PR #585, opened 2024-02-29
Feat: Add enable capture failed requests

lucas-zimerman:
This flag is enabled by default on iOS where it should be defaulted by false.

This flag will reduce error noises from clients since it'll stop recording Http errors that came from the Native side.
Users should only enable this flag if they do made Native code that does Http Requests.

TEST:

When this flag wasn't set, if a native Http Request error happened, the native SDK creates an event for it.
https://sentry-sdks.sentry.io/issues/5025177828/events/959b6258d9eb4931b196139436996011/?project=5522756

When disabled (the new behaviour), the same event will not be created.

### DIFF
--- a/src/options.ts
+++ b/src/options.ts
@@ -61,5 +61,4 @@ export interface CapacitorOptions
    * @default false
    */
   enableCaptureFailedRequests?: boolean;
-
 }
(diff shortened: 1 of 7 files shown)


src/options.ts
```diff
@@ -54,4 +54,12 @@ export interface CapacitorOptions
...
   * */
   enableOutOfMemoryTracking?: boolean;
+
+  /**
+   * When enabled, Sentry will capture failed XHR/Fetch requests. This option also enabled HTTP Errors on iOS.
+   *
+   * @default false
+   */
+  enableCaptureFailedRequests?: boolean;
+
```
lucas-zimerman, line 64:
```suggestion
```

krystofwoldrich (approved):
LGTM 🚀 Thank you!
====
== EXERCISE DESCRIPTION ==
Look over the records above and copy each line that includes the string "zimerman".

== TASK OUTPUT ==
lucas-zimerman:
lucas-zimerman, line 64:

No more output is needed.